Da Nhat Yen is my video girl. I love to watch her on Asia. I am not ashamed to say, her moves groove me most of the time. She keeps me looking forward to her performances on Asia series because of the constant transformation in her concept and execution. Under the guidance of Truc Ho, musical director of Asia, she could maneuver her ways around various styles. With her Princess Entertainment (still distributed by Asia), however, she is drowning in her own pool of potpourri. Her album, which has no title, is ranging from bubblegum pop, pop rock, pop jazz, disco rap, Latin cha cha to Vietnamese ballads. I wonder why she can’t pick out a title track. One song can’t represent her entire repertoire.
The album starts off with R. Williams and G. Chambers’s “Kids,” a pop/rock production from Peter Siebert.
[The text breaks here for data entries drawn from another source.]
PR #1669, opened 2015-11-30
coreos-base/coreos: remove kubelet from image

crawford:
Fixes https://github.com/coreos/bugs/issues/985.


marineam:
Although I keep debating whether this is a good idea or not (it makes it possible to upgrade from an image with a kublet to one without, and thus breaking things if you used it) it seems it'll be for the best.

LGTM

PR #1670, opened 2015-11-30
Fix permissions on tcsd config

mjg59:
Trousers is very paranoid about file permissions, so ensure that we install
them correctly.


crawford:
Can you bump the ebuild version as well? Otherwise, LGTM.

mischief:
lgtm

PR #1677, opened 2015-12-03
Enable arm64 TPM support

glevand:
Change the app-crypt/trousers keyword from ~arm64 to arm64 and enable TPM support in the arm64 kernel.


mischief:
lgtm

PR #1684, opened 2015-12-08
dev-db/etcd: Fix unstable build error

glevand:
Define a value for CROS_WORKON_COMMIT to avoid build errors when building etcd unstable.
Also, add an equals sign to GO_LDFLAGS to fix build warnings like:

  link: warning: option '-X version.GitSHA XXX' may not work in future releases

### DIFF
--- a/dev-db/etcd/etcd-9999.ebuild
+++ b/dev-db/etcd/etcd-9999.ebuild
@@ -12,6 +12,7 @@ COREOS_GO_PACKAGE="github.com/coreos/etcd"
 inherit coreos-doc coreos-go toolchain-funcs cros-workon systemd
 
 if [[ "${PV}" == 9999 ]]; then
+    CROS_WORKON_COMMIT=${CROS_WORKON_COMMIT:="HEAD"}
     KEYWORDS="~amd64 ~arm64"
 else
     CROS_WORKON_COMMIT="b4bddf685b26b4aa70e939445044bdeac822d042" # v2.2.2


mischief:
i don't think you need to set `CROS_WORKON_COMMIT`. cros-workon eclass clones whatever is checked out already if you are using the live ebuild (9999).

glevand:
@mischief The value of CROS_WORKON_COMMIT is used in the ebuild, and if undefined will cause a build error.

crawford:
Let's hold off on the equals sign in the LDFLAGS for now. This change will cause build failures in Go 1.4. Once we completely switch to Go 1.5 we can go through and fix all of these in one go.

glevand:
Pushed out a new version that only fixes the build error.

mischief:
this still breaks the functionality of being able to build any commit you wish when you use cros_workon.

surely there is a different way that we can get the commit hash of the repo..

@marineam any ideas?

glevand:
Pushed out a new version that sets CROS_WORKON_COMMIT to a default if undefined.

@mischief This should allow the user to specify a revision with something like:

  <code># CROS_WORKON_COMMIT=XXX emerge =dev-db/etcd-9999</code>

Is this how you expect to use it?

mischief:
@glevand the idea is like:

```
cros_workon start systemd
cd ../third_party/systemd
git checkout v228
emerge-amd64-usr sys-apps/systemd
```

glevand:
@mischief That usage will work with the current fix, and in fact, this bug will be hit without it, at least with arm64 builds, since CROS_WORKON_COMMIT will be undefined.

mischief:
@marineam any thoughts?

glevand:
Just to mention what the problem is, in the ebuild we have
 
    GO_LDFLAGS="-X ${COREOS_GO_PACKAGE}/version.GitSHA ${CROS_WORKON_COMMIT:0:7}

When CROS_WORKON_COMMIT is undefined, the linker gets called for arm64 builds with ````version.GitSHA -extldflags -Wl,-O1````.  ````-extldflags```` is taken as the value of ````version.GitSHA````, and ````-Wl,-O1```` is taken as an option to go, which it errors on.

crawford:
LGTM

PR #1687, opened 2015-12-09
app-admin/kubelet: force NodeReady condition to be last on existing nodes

aaronlevy:
Upstream ref: https://github.com/kubernetes/kubernetes/pull/18401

Joining along side DNY is the girlish-voiced Justin. Their duet on the refrain annoys the hell out of me. On the club-friendly “Voi Anh Dem Nay,” penned by DNY and Sy Dan, the Vietnamese-English hook is nerve-raising. I thought Spanglish is bad, until I hear how DNY weaves English into Vietnamese. With the new-wave groove, Sting’s “Send Your Love,” DNY sports a Twista’s speedy flow. The main problem is that I have no idea what she is singing with her unclear enunciation.
The worse cover has to be Jesse Harris’s “I’ve Got to See You Again.” DNY can’t express the sex quality like Norah Jones could. In particular, when Jones phrases, “To not touch your skin is not why I sing,” her smoky contralto makes us want to get our freaks on, but DNY comes off so mundane. Another significant difference between the two renditions is the musical production. The intoxicating Latin flavor on Jones’s piece is perfect for baby-making music while Nhat Trung’s banal arrangement and Vu Anh Tuan’s toneless saxophone is more appropriate for elevator music. Again on Pham Dinh Chuong’s “Nua Hon Thuong Dau,” the ear-breaking sound waves of the saxophone makes DNY’s weak, breathy voice sinks like a Titanic.
Why be so tough on such a sweet darling who tries her hardest to bring us some entertainment values? I have nothing against Da Nhat Yen. In fact, I still have mad love for her, but crafting an album takes skills and experiences. Can’t just throw in everything for everybody. Be selective, be focused, and be original. But don’t lose the eye-candy juice, baby!